**Exercise details**. Report back every line of the entries that contains "data", exactly as written.

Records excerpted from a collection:
PR #36, opened 2019-07-17
AP-783 Adds PaymentPeriodAnalyser to determine frequency of payment

reggieb:
[Jira AP-783](https://dsdmoj.atlassian.net/browse/AP-783)

Generates sets of time series data of various patterns, and passes them to a new service `PaymentPeriodAnalyser` to determine if it can identify the correct period of payment.

The solution works, but struggles to distinguish between monthly and four-weekly series where there is a lot of variance (more than a couple of days) and the sequence of days is negatively sloped (that is, each day is earlier in the month). That is, _[13-May-19, 14-Jun-19, 15-Jul-19]_ is unlikely to be four weekly because each day is higher through the sequence (positively sloped). But _[16-May-19, 14-Jun-19, 12-Jul-19]_ could be either four weekly or monthly with a two day variance.

### DIFF
--- a/app/services/payment_period_analyser.rb
+++ b/app/services/payment_period_analyser.rb
@@ -1,0 +1,102 @@
+# rubocop:disable Metrics/AbcSize, Metrics/CyclomaticComplexity, Metrics/PerceivedComplexity
+class PaymentPeriodAnalyser
+  attr_reader :data
+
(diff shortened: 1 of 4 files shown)


reggieb:
Merging code so that it is available for reworking and productionising in AP-641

**Result for this exercise**.
Generates sets of time series data of various patterns, and passes them to a new service `PaymentPeriodAnalyser` to determine if it can identify the correct period of payment.
+  attr_reader :data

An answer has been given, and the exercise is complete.